Patient
- Industry: Medicine and Healthcare
- Founded: 1996
- Headquarters: Leeds, United Kingdom,
- Area served: United Kingdom (Patient Access); Worldwide (Patient.info);
- Owner: Navigate Health
- Website: patient.info

= Patient UK =

Website providing medical information

Patient is a subsidiary of Navigate Health. First launching in 1996 as a directory of UK websites providing health related information, the company now provides digital healthcare products to the public in the form of Patient.info.

==Patient.info==

Patient.info is an online resource providing information on health, lifestyle, disease and other medical related topics. The website's aim is to provide members of the public with up-to-date information on health related topics in the form of comprehensive leaflets (which can be read online or printed), blogs, wellbeing advice and videos. Leaflets are compiled and reviewed by qualified medical practitioners with several years of experience in the medical profession. Users also have access to a symptom checker where they may attempt to self-diagnose any health condition they may have. As well as these resources, there is also a community forum to discuss any health topics with other users of the website, however healthcare professionals do not actively review this section.

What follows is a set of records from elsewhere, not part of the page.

PR #328, opened 2016-01-14
Fixes issue with RAI execution after connection is dropped

dev-gh:
There is possible rare case, when connection is dropped right after RAI
is received by SDL, but not started yet. SDL has to drop that request,
otherwise app will register, but won't have any valid connection and
will prevent same app re-registration from valid connections.

Fixes: APPLINK-20521


AGaliuzov:
ok to test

Another section of the website contains articles and content geared towards medical professionals. These professional articles are typically written in a more technical manner, going into more specific detail and using more industry-specific language and jargon.

There is also a paid-for service called Patient Pro, where users may pay a monthly subscription fee in order to gain access to enhanced site capability.

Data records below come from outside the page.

PR #332, opened 2016-01-18
Fix sending Policy Table snapshot in OnSystemRequest

asenkk:
Before this change OnSystemRequest notification with PT snapshot and an
update URL, sent by SDL to mobile when the mobile app registers, was
actually empty. The reason was that when sending the notification we
were trying to read PT data from a non existing file, while the actual
data was discarded.
This change fixes the problem by removing reading from file and using
the already built PT data in memory.
It also fixes sending the PTU url in the message (it was also missing).

Fixes: APPLINK-17788

### DIFF
--- a/src/components/application_manager/src/commands/mobile/on_system_request_notification.cc
+++ b/src/components/application_manager/src/commands/mobile/on_system_request_notification.cc
@@ -76,12 +76,10 @@ void OnSystemRequestNotification::Run() {
   }
 
   if (RequestType::PROPRIETARY == request_type) {
-  std::string filename =
-      (*message_)[strings::msg_params][strings::file_name].asString();
-
-  std::vector<uint8_t> binary_data;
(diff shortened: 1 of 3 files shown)


asenkk:
@AGaliuzov , @pestOO , @dev-gh please review

src/components/application_manager/src/commands/mobile/on_system_request_notification.cc
```diff
@@ -76,12 +76,18 @@ void OnSystemRequestNotification::Run() {
   }
 
   if (RequestType::PROPRIETARY == request_type) {
-  std::string filename =
+    /* According to requirements:
```
AGaliuzov: If the implemented behaviour is according to the requirements just remove it this disabled code below

AGaliuzov:
Reviewed

dev-gh:
Reviewed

Information on Patient.info is updated to keep abreast of the latest medical evidence, with each leaflet reviewed every two years or earlier when necessary (whichever comes first).

In 2013, the site appeared in a "Top 50 websites" feature published in The Times.

In 2025, the site was acquired by Navigate Health.

In June 2025,Which named Patient.info as one of the trusted health websites that GPs recommend. The independent consumer champion said: "if you want to find out more info about a condition or check health symptoms, Patient.info is one of the trusted sources of medical info the GPs we spoke to recommend.Patient.info is a comprehensive site which offers user-friendly advice and information on conditions, medications, and procedures - all approved by clinicians."

==Awards==

Patient claims to have won several awards for its content over several years from different award bodies.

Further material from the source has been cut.